■ Task brief ■
Copy the lines below, beginning with the one that contains "both of you?" and continuing through the final line, exactly as written and with no other lines.

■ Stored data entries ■
* * *

PR #599, opened 2020-11-29
Add support for PHP 8

nicwortel:
This includes upgrading to PHPUnit 9 for PHP 8 support. As PHPUnit 9 only supports PHP >= 7.3, support for older PHP versions is dropped as they can no longer be automatically tested against.

### DIFF
--- a/.travis.yml
+++ b/.travis.yml
@@ -1,8 +1,5 @@
 language: php
 
-services:
-  - redis-server
-
 matrix:
   fast_finish: true
   include:
@@ -48,6 +45,7 @@ before_install:
   - composer global require --no-progress --no-scripts --no-plugins symfony/flex
   - if ! [ -z "${STABILITY}" ]; then composer config minimum-stability ${STABILITY}; fi;
   - if [ "${SYMFONY_VERSION}" != "" ]; then composer config extra.symfony.require ${SYMFONY_VERSION}; fi;
+  - sudo redis-server --requirepass sncredis --daemonize yes
   - for PORT in {7000..7008}; do sudo redis-server --port ${PORT} --cluster-enabled yes --cluster-config-file ${PORT}.conf --daemonize yes; echo 127.0.0.1:${PORT}; done
   - echo yes | redis-cli --cluster create $(seq -f 127.0.0.1:%g 7000 7008) --cluster-replicas 2
 install:
--- a/.travis.yml
+++ b/.travis.yml
@@ -12,15 +12,25 @@ matrix:
       env: SYMFONY_VERSION="4.4.*"
     - php: 7.4
       env: SYMFONY_VERSION="4.4.*"
+    - php: 8.0
+      env: SYMFONY_VERSION="4.4.*"
     - php: 7.4
+      env: SYMFONY_VERSION="5.0.*"
+    - php: 8.0
       env: SYMFONY_VERSION="5.0.*"
     - php: 7.4
       env: SYMFONY_VERSION="5.1.*"
+    - php: 8.0
+      env: SYMFONY_VERSION="5.1.*"
     - php: 7.4
+      env: SYMFONY_VERSION="5.2.*" STABILITY="dev"
+    - php: 8.0
       env: SYMFONY_VERSION="5.2.*" STABILITY="dev"
 
   allow_failures:
     - php: 7.4
+      env: SYMFONY_VERSION="5.2.*" STABILITY="dev"
+    - php: 8.0
       env: SYMFONY_VERSION="5.2.*" STABILITY="dev"
 
 dist: bionic
--- a/.travis.yml
+++ b/.travis.yml
@@ -6,18 +6,14 @@ services:
 matrix:
   fast_finish: true
   include:
-    - php: 7.1
+    - php: 7.3
       env: SYMFONY_VERSION="3.4.*" COMPOSER_FLAGS="--prefer-lowest"
-    - php: 7.2
-      env: SYMFONY_VERSION="4.4.*"
     - php: 7.3
       env: SYMFONY_VERSION="4.4.*"
     - php: 7.4
       env: SYMFONY_VERSION="4.4.*"
     - php: 7.4
       env: SYMFONY_VERSION="5.0.*"
-    - php: 7.2
-      env: SYMFONY_VERSION="5.1.*"
     - php: 7.4
       env: SYMFONY_VERSION="5.1.*"
     - php: 7.4
--- a/.travis.yml
+++ b/.travis.yml
@@ -3,8 +3,10 @@ language: php
 matrix:
   fast_finish: true
   include:
-    - php: 7.3
+    - php: 7.2
       env: SYMFONY_VERSION="3.4.*" COMPOSER_FLAGS="--prefer-lowest"
+    - php: 7.2
+      env: SYMFONY_VERSION="4.4.*"
     - php: 7.3
       env: SYMFONY_VERSION="4.4.*"
     - php: 7.4
@@ -15,6 +17,8 @@ matrix:
       env: SYMFONY_VERSION="5.0.*"
     - php: 8.0
       env: SYMFONY_VERSION="5.0.*"
+    - php: 7.2
+      env: SYMFONY_VERSION="5.1.*"
     - php: 7.4
       env: SYMFONY_VERSION="5.1.*"
     - php: 8.0
--- a/.travis.yml
+++ b/.travis.yml
@@ -23,15 +23,9 @@ matrix:
     - php: 8.0
       env: SYMFONY_VERSION="5.1.*"
     - php: 7.4
-      env: SYMFONY_VERSION="5.2.*" STABILITY="dev"
+      env: SYMFONY_VERSION="5.2.*"
     - php: 8.0
-      env: SYMFONY_VERSION="5.2.*" STABILITY="dev"
-
-  allow_failures:
-    - php: 7.4
-      env: SYMFONY_VERSION="5.2.*" STABILITY="dev"
-    - php: 8.0
-      env: SYMFONY_VERSION="5.2.*" STABILITY="dev"
+      env: SYMFONY_VERSION="5.2.*"
 
 dist: bionic
 sudo: false
--- a/DependencyInjection/Compiler/SwiftMailerPass.php
+++ b/DependencyInjection/Compiler/SwiftMailerPass.php
@@ -36,7 +36,7 @@ class SwiftMailerPass implements CompilerPassInterface
                 // default class, lets check for Swift Mailer version and set correct class
                 $class = new \ReflectionClass('\\Swift_Spool');
                 $parameters = $class->getMethod('queueMessage')->getParameters();
-                switch ($parameters[0]->getClass()->getName()) {
+                switch ($parameters[0]->getType()) {
                     case 'Swift_Mime_Message':
                         // Swift Mailer 5.x
                         $handlerDefinition->setClass($handlerDefinition->getClass().'5');
--- a/composer.json
+++ b/composer.json
@@ -20,7 +20,7 @@
         }
     ],
     "require": {
-        "php": "^7.3 || ^8.0",
+        "php": "^7.2 || ^8.0",
         "symfony/framework-bundle": "^3.4.23 || ^4.2.4 || ^5.0",
         "symfony/http-foundation": "^3.4 || ^4.2 || ^5.0",
         "symfony/yaml": "^3.4 || ^4.2 || ^5.0"
@@ -29,7 +29,7 @@
         "ext-pdo_sqlite": "*",
         "doctrine/doctrine-bundle": "^1.11.2 || ^2.0",
         "doctrine/orm": "^2.6.4",
-        "phpunit/phpunit": "^9.4",
+        "phpunit/phpunit": "^8.5",
         "predis/predis": "^1.1",
         "swiftmailer/swiftmailer": "^6.0",
         "symfony/browser-kit": "^3.4 || ^4.2 || ^5.0",
--- a/composer.json
+++ b/composer.json
@@ -20,8 +20,8 @@
         }
     ],
     "require": {
-        "php": "^7.1.3",
-        "symfony/framework-bundle": "^3.4 || ^4.2 || ^5.0",
+        "php": "^7.3 || ^8.0",
+        "symfony/framework-bundle": "^3.4.23 || ^4.2.4 || ^5.0",
         "symfony/http-foundation": "^3.4 || ^4.2 || ^5.0",
         "symfony/yaml": "^3.4 || ^4.2 || ^5.0"
     },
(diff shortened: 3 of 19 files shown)


nicwortel:
Currently the PHP 8.0 jobs are still failing because of:

- [Travis CI not supporting PHP 8.0 builds](https://travis-ci.community/t/php-8-0-missing/10132/10?u=nicwortel)
- [doctrine/orm doesn't have a version released yet which supports PHP 8.0](https://github.com/doctrine/orm/issues/8350)

curry684:
> doctrine/orm doesn't have a version released yet which supports PHP 8.0

That alone is a pretty good reason to park this for a bit still   😉

nicwortel:
doctrine/orm [2.8.0](https://github.com/doctrine/orm/releases/tag/2.8.0) has now been released which supports PHP 8.0.

B-Galati:
Does Travis supports PHP 8.0 now?

.travis.yml
```diff
@@ -6,26 +6,32 @@ services:
 matrix:
   fast_finish: true
   include:
-    - php: 7.1
+    - php: 7.3
```
B-Galati, line 9: Please keep PHP 7.1. We are still supporting this version of PHP

.travis.yml
```diff
@@ -6,26 +6,32 @@ services:
...
-    - php: 7.2
-      env: SYMFONY_VERSION="5.1.*"
+    - php: 8.0
+      env: SYMFONY_VERSION="5.0.*"
     - php: 7.4
       env: SYMFONY_VERSION="5.1.*"
+    - php: 8.0
+      env: SYMFONY_VERSION="5.1.*"
     - php: 7.4
       env: SYMFONY_VERSION="5.2.*" STABILITY="dev"
```
B-Galati, line 26:
```suggestion
      env: SYMFONY_VERSION="5.2.*"
```

.travis.yml
```diff
@@ -6,26 +6,32 @@ services:
...
+    - php: 8.0
+      env: SYMFONY_VERSION="5.2.*" STABILITY="dev"
```
B-Galati, line 28: Symfony 5.2 is now stable.

```suggestion
      env: SYMFONY_VERSION="5.2.*"
```

.travis.yml
```diff
@@ -6,26 +6,32 @@ services:
...
 
   allow_failures:
     - php: 7.4
       env: SYMFONY_VERSION="5.2.*" STABILITY="dev"
+    - php: 8.0
+      env: SYMFONY_VERSION="5.2.*" STABILITY="dev"
```
B-Galati, line 34: If we want to check the next version of Symfony, matrix update also needed.

```suggestion
      env: SYMFONY_VERSION="5.3.*" STABILITY="dev"
```

composer.json
```diff
@@ -20,23 +20,23 @@
         }
     ],
     "require": {
-        "php": "^7.1.3",
-        "symfony/framework-bundle": "^3.4 || ^4.2 || ^5.0",
+        "php": "^7.3 || ^8.0",
```
B-Galati, line 23:
```suggestion
        "php": "^7.1.3 || ^8.0",
```

composer.json
```diff
@@ -20,23 +20,23 @@
...
+        "symfony/framework-bundle": "^3.4.23 || ^4.2.4 || ^5.0",
```
B-Galati, line 24: Can be reverted IMHO.

nicwortel:
> Does Travis supports PHP 8.0 now?

According to https://travis-ci.community/t/php-8-0-missing/10132, yes. We'll see when I push a new commit.

.travis.yml
nicwortel: Is it a deliberate decision to continue support of outdated PHP versions? PHP 7.1 and 7.2 are [end-of-life](https://www.php.net/eol.php). They are no longer receiving security updates and installations should be upgraded to newer PHP versions as soon as possible.

On top of that, PHP 7.1 and 7.2 are [not supported by the latest PHPUnit](https://phpunit.de/supported-versions.html), PHPUnit 9. I could use a wider version constraint for PHPUnit (something like `^7.5 || ^8.0 || ^9.0`) to allow tests on these PHP versions, but it might add some additional complexity. Of course, if support for these PHP versions really is required this is the only way to go.

.travis.yml
nicwortel: I think this is out of scope for this PR, but I will create an issue to track this.

composer.json
nicwortel: Older versions of Symfony had a KernelTestCase which was incompatible with PHPUnit 8. This broke the Travis job which runs with `--prefer-lowest`. See https://travis-ci.org/github/snc/SncRedisBundle/jobs/746572032, https://github.com/snc/SncRedisBundle/pull/599/commits/ae42ace2caee86f0ad251852ac835e8d37de2d68 and https://github.com/symfony/symfony/commit/1077df60ab35c418f8ca196db40500f5489990cd.

composer.json
nicwortel: See https://github.com/snc/SncRedisBundle/pull/599#discussion_r538197563.

.travis.yml
B-Galati: Interesting thanks! @curry684 what's your opinion?

.travis.yml
B-Galati: thanks

composer.json
B-Galati: Makes sense, thanks.

.travis.yml
B-Galati: I know the Symfony PhpUnit Bridge could solve that issue but I am not a fan of the way it works.

nicwortel:
PHP 8.0 is working on Travis CI now but the PHPUnit tests fail with:
> RedisException: ERR AUTH <password> called without any password configured for the default user. Are you sure your configuration is correct?

I'm not sure what's causing this or why it stopped working with PHP 8.0. I would have to dig deeper into this but I currently don't have a lot of time to do so.

B-Galati:
> PHP 8.0 is working on Travis CI now but on PHP 8.0 [the PHPUnit tests fail with](https://travis-ci.org/github/snc/SncRedisBundle/jobs/748309926):
> 
> > RedisException: ERR AUTH  called without any password configured for the default user. Are you sure your configuration is correct?
> 
> I'm not sure what's causing this or why it stopped working with PHP 8.0. I would have to dig deeper into this but I currently don't have a lot of time to do so.

Yeap that's not an easy problem, that's a behavior change related to the last PhpRedis version IIRC. 

Don't know what to do about it yet.

nicwortel:
> Yeap that's not an easy problem, that's a behavior change related to the last PhpRedis version IIRC.

Do you have a reference to release notes or the version number of when this change was introduced? Then I'll take a look when I find some time.

B-Galati:
> > Yeap that's not an easy problem, that's a behavior change related to the last PhpRedis version IIRC.
> 
> Do you have a reference to release notes or the version number of when this change was introduced? Then I'll take a look when I find some time.

Nothing sorry 😐

nicwortel:
I took some time to debug the failing build.

Some of the tests (the `PhpredisClientFactoryTest` and the `SncRedisExtensionTest`) test setting a password in the bundle configuration, even though the Redis instance running in Travis CI does not have a password configured.

From what I can see testing this locally with Redis Docker images, it seems like Redis 5 didn't really care if you tried to authenticate with a password when no password was configured, but Redis 6 returns the "ERR AUTH called without any password configured for the default user. Are you sure your configuration is correct?" message.
I was able to trace this back to [this commit in Redis](https://github.com/redis/redis/commit/b87815c1f800690c90bbc6c50bbe62878841d0b9) which was indeed released with Redis 6.

I haven't been able to find the change in PhpRedis that would explain why the build succeeds for earlier PHP versions, but I think it's safe to say that tests with a password shouldn't run against a passwordless Redis installation.

B-Galati:
@nicwortel Thanks for the very clear explanation!
> I haven't been able to find the change in PhpRedis that would explain why the build succeeds for earlier PHP versions, but I think it's safe to say that tests with a password shouldn't run against a passwordless Redis installation.

I agree :+1: 

> I think we should either:
> 
>     * set a password and update all test code to authenticate against Redis
It's the best solution IMHO.
>     * not set a password, and skip the tests that try to authenticate against Redis

> 
> P.S. Happy holidays! snowman_with_snow

Thanks! You too!

B-Galati:
Is it ready @nicwortel? Could you clean-up your commits if yes?

nicwortel:
I will do it tonight hopefully, if I find the time :+1:

nicwortel:
> I will do it tonight hopefully, if I find the time :+1: 

Well we all know what happened last night :clown_face:, which got me a little distracted.

Anyway, I rebased my commits, squashing the ones that could be merged together. I'm awaiting the build result (the tests pass locally) but as far as I'm concerned, this PR can be reviewed.

Talking about CI builds, I noticed that this repository runs on travis-ci.org which will be shut down within several weeks from now:

afbeelding

While all repositories should automatically be migrated to travis-ci.com, Travis CI has changed its pricing model and no longer supports open source repositories for free (you can jump through a lot of hoops to apply for OSS credits but personally I'm still waiting for a response to the email I sent them in November last year...).

For this reason a lot of OSS repositories have migrated their CI pipeline to GitHub Actions and I recommend doing the same. Would you like me to open an issue for this?

.travis.yml
Seldaek: Now that PHPUnit 8.5 allow PHP 8, I believe it should be possible to run on phpunit `^7.5 || ^8.5` from php 7.1 to 8, with the same tests. Technically as long as the bundle supports symfony 4 IMO php 7.1 should be supported too.

DependencyInjection/Compiler/SwiftMailerPass.php
```diff
@@ -36,7 +36,7 @@ public function process(ContainerBuilder $container)
                 // default class, lets check for Swift Mailer version and set correct class
                 $class = new \ReflectionClass('\\Swift_Spool');
                 $parameters = $class->getMethod('queueMessage')->getParameters();
-                switch ($parameters[0]->getClass()->getName()) {
+                switch ($parameters[0]->getType()) {
```
Seldaek, line 39: I'm not sure why this change was done, because it seems like it uses __toString of ReflectionType which is deprecated https://www.php.net/manual/en/reflectiontype.tostring.php

nicwortel: Interesting... I actually changed it because PHPUnit on PHP 8 reported `ReflectionParameter::getClass()` as deprecated. Unfortunately the failing build is no longer visible after I rebased my commits.
[The stubs in PhpStorm say the same](https://github.com/JetBrains/phpstorm-stubs/blob/ed3c896f6d7fef78dfd42366c8c3fd596676d75a/Reflection/ReflectionParameter.php#L126), but the PHP documentation [doesn't say anything about it](https://www.php.net/manual/en/reflectionparameter.getclass.php).

The PhpStorm stub points to ReflectionParameter::getType() as a replacement:

>     #[Deprecated(reason: "Use ReflectionParameter::getType() and the ReflectionType APIs should be usedinstead.", since: "8.0")]

However I missed the deprecation warning for the `__toString()` method. I'll have to look into this.

Seldaek: So it looks like one is deprecated in 8, and one in 7.4, but the one deprecated in 7.4 isn't in 8 anymore?! This is kinda bonkers.

https://3v4l.org/23vV9

Seldaek: In any case, it seems to me like this should maybe not belong in this PR to avoid blocking the php 8 support which it would appear works regardless of this change.

nicwortel: It seems to be caused by (preparation for) the introduction of union types in PHP 8. `ReflectionType` has become abstract with two classes extending it, [ReflectionNamedType](https://www.php.net/manual/en/class.reflectionnamedtype.php) (since 7.1) and [ReflectionUnionType](https://www.php.net/manual/en/class.reflectionuniontype.php) (since 8.0). Calling `ReflectionParameter::getType()` will return `ReflectionNamedType` if the type hint contains one type, `ReflectionUnionType` if it is a union type, or `null` if there is no type hint. `ReflectionUnionType` has a `getTypes()` method which returns a list of `ReflectionNamedType` instances. `ReflectionNamedType` has a `getName()` method which we are supposed to call instead of relying on `__toString()`.

Unfortunately the documentation on this appears to be incomplete - I will see if I am able to contribute a pull request to php/doc.

As we check the parameter type hint of a known class here (`Swift_Spool`) and expect it to use either `Swift_Mime_Message` or `Swift_Mime_SimpleMessage` as a type hint, I believe it's safe to expect an instance of `ReflectionNamedType`, so I could call `->getName()` on it. That way we don't have to rely on `__toString()`. However, a static analysis tool such as PHPStan would probably fall over this because strictly speaking, `getType()` is not guaranteed to return a `ReflectionNamedType` instance.

If we really want to be on the safe side I could first check if `getType()` returns an instance of `ReflectionNamedType` but as stated above, that should not occur under normal circumstances.

.travis.yml
curry684: In general for libraries like this I'm in favor of following PHP support life cycles, so drop a PHP version once it's clearly end of life. So not the next day, but by all means with the next big update like the one we're discussing here.

However, it should most of all match the project requirements in my opinion, so *if we declare to support it we should test for it*. Hence the Travis PHP versions should match the minimum PHP version in `composer.json`. If you remove 7.1 from the tests, change `composer.json` to 7.2+.

B-Galati: thanks for your insights @Seldaek and @curry684 ! Much appreciated.

I am in favor of dropping PHP 7.1 support and keep PHP 7.2. And thus it should be tested against this version in the CI.

nicwortel: > Hence the Travis PHP versions should match the minimum PHP version in `composer.json`. If you remove 7.1 from the tests, change `composer.json` to 7.2+.

I agree, I had already changed the PHP version requirement in `composer.json` to `"^7.3 || ^8.0"`. If the conclusion of this thread is to continue supporting PHP 7.2 and/or 7.1, I'll make sure that they are re-introduced in `composer.json` as well as in the CI configuration.

As per @Seldaek's comment, [the addition of PHP 8 support to PHPUnit 8.5](https://github.com/sebastianbergmann/phpunit/blob/master/ChangeLog-8.5.md#8512---2020-11-30) has simplified this a bit, leaving us with three options:

1. Keep this PR as it is (support PHP 7.3, 7.4 and 8.0 using PHPUnit 9)
2. Support PHP 7.2, 7.3, 7.4 and 8.0 using PHPUnit 8.5
3. Support PHP 7.1, 7.2, 7.3, 7.4 and 8.0 using PHPUnit 7.5|8.5

In case of option 2 or 3 I might have to revert some of the changes to the test code but that shouldn't be a big issue.
I can imagine how option 3 might introduce some deprecation catch-22's (where a method has been deprecated in 8.5 but no alternative exists yet in 7.5) but I haven't checked that yet so it may not be a problem at all.

Perhaps it's good to keep in mind that this decision will come back with each new release of PHP. When PHP 8.1 will be released at the end of this year, it will not be supported by PHPUnit 7 or 8, but only by PHPUnit 9 (or even 10, I'm not sure). At some point you will be forced to choose between supporting the latest PHP version and older, EOL versions.

B-Galati: `2.` looks like a good solution to me. Thanks @nicwortel :pray:

B-Galati:
> For this reason a lot of OSS repositories have migrated their CI pipeline to GitHub Actions and I recommend doing the same. Would you like me to open an issue for this?

@nicwortel Yes you can ;-)

B-Galati (approved):

B-Galati:
@Seldaek @curry684 Does it look OK to both of you?

Seldaek (approved):

curry684 (approved):

B-Galati:
Thanks @nicwortel!

B-Galati:
I'll try to do the release ASAP.

And BTW thanks @Seldaek and @curry684 for your reviews.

* * *

■ Response to this exercise ■
@Seldaek @curry684 Does it look OK to both of you?

Seldaek (approved):

curry684 (approved):

B-Galati:
Thanks @nicwortel!

B-Galati:
I'll try to do the release ASAP.

And BTW thanks @Seldaek and @curry684 for your reviews.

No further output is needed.